PR #1745, opened 2018-08-20
Showing icons on jam in games feed

### LINKED ISSUE #1480: Include something that lets you tell if a game was made solo or as part of a team
food

Now that the Jam has taken over (nearly 2:1), it would be nice to know if a Jam game was made solo or as part of a team from glance.

Originally that was going to mean showing avatars of all contributors, but instead we could use the Person and People SVG iconography in a corner.

local-minimum:
User = one author
Users = not one author

image

Resolves #1480


mikekasprzak:
Awesome! I wasn't 100% sure it was going to work, but yeah it actually looks really good!

PR #1747, opened 2018-08-20
Dealing with your strange request response

local-minimum:


local-minimum:
The comments-fix is about timing when switching user and trying to load comments before `user` has been gotten.

PR #1758, opened 2018-08-29
Change email fields to type="email"

### LINKED ISSUE #1380: Forgot password input type should be `email`
Input field should use `email` type to display appropriate keyboard on mobile.

paulloz:
Fixes #1380


local-minimum:
FYI everything still goes through Mike, me approving is just a signal to Mike that I think it is sound

PR #1759, opened 2018-08-29
Events/group page

local-minimum:
image

Features:
* Shows any node text with markdown
* If you are not in `/events` then it shows a `<- To parent`.
* It sorts the stuff in the group so that events and groups are listed (groups before events) at the bottom of the page
* Pages (such as "Rules" and "Hosting Guide" etc) become buttons below the body of the node.
* If you are in the events-group that has the name `Ludum Dare` then the theme-history from previous site will be added to the listing too. It will link to the old site's results for that event (but since there were no results in the early events they don't get links).
* If you are logged in, it shows the games you made for each event (supports multiple games per event!)
* For events it shows theme (if exists) and the status of the event.
* For groups it shows the first sentence of that groups node.


zwrawr:
Probably need to add an entry in here https://github.com/ludumdare/ludumdare/blob/master/src/public-ludumdare.com/main-ld.js#L575

local-minimum:
One issue was that I added stuff the wrong way in the DB
Might be the only issue really, but still have some kinks to work out.

local-minimum:
This works now btw, if that wasn't clear. But as with many of the PR, I guess it is nicer to wait until after the event and things settle down a bit.

local-minimum:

WHAT NEEDS TO BE DONE:
Repeat the lines above with every word intact.

RESPONSE:
PR #1745, opened 2018-08-20
Showing icons on jam in games feed

### LINKED ISSUE #1480: Include something that lets you tell if a game was made solo or as part of a team
food

Now that the Jam has taken over (nearly 2:1), it would be nice to know if a Jam game was made solo or as part of a team from glance.

Originally that was going to mean showing avatars of all contributors, but instead we could use the Person and People SVG iconography in a corner.

local-minimum:
User = one author
Users = not one author

image

Resolves #1480


mikekasprzak:
Awesome! I wasn't 100% sure it was going to work, but yeah it actually looks really good!

PR #1747, opened 2018-08-20
Dealing with your strange request response

local-minimum:


local-minimum:
The comments-fix is about timing when switching user and trying to load comments before `user` has been gotten.

PR #1758, opened 2018-08-29
Change email fields to type="email"

### LINKED ISSUE #1380: Forgot password input type should be `email`
Input field should use `email` type to display appropriate keyboard on mobile.

paulloz:
Fixes #1380


local-minimum:
FYI everything still goes through Mike, me approving is just a signal to Mike that I think it is sound

PR #1759, opened 2018-08-29
Events/group page

local-minimum:
image

Features:
* Shows any node text with markdown
* If you are not in `/events` then it shows a `<- To parent`.
* It sorts the stuff in the group so that events and groups are listed (groups before events) at the bottom of the page
* Pages (such as "Rules" and "Hosting Guide" etc) become buttons below the body of the node.
* If you are in the events-group that has the name `Ludum Dare` then the theme-history from previous site will be added to the listing too. It will link to the old site's results for that event (but since there were no results in the early events they don't get links).
* If you are logged in, it shows the games you made for each event (supports multiple games per event!)
* For events it shows theme (if exists) and the status of the event.
* For groups it shows the first sentence of that groups node.


zwrawr:
Probably need to add an entry in here https://github.com/ludumdare/ludumdare/blob/master/src/public-ludumdare.com/main-ld.js#L575

local-minimum:
One issue was that I added stuff the wrong way in the DB
Might be the only issue really, but still have some kinks to work out.

local-minimum:
This works now btw, if that wasn't clear. But as with many of the PR, I guess it is nicer to wait until after the event and things settle down a bit.

local-minimum:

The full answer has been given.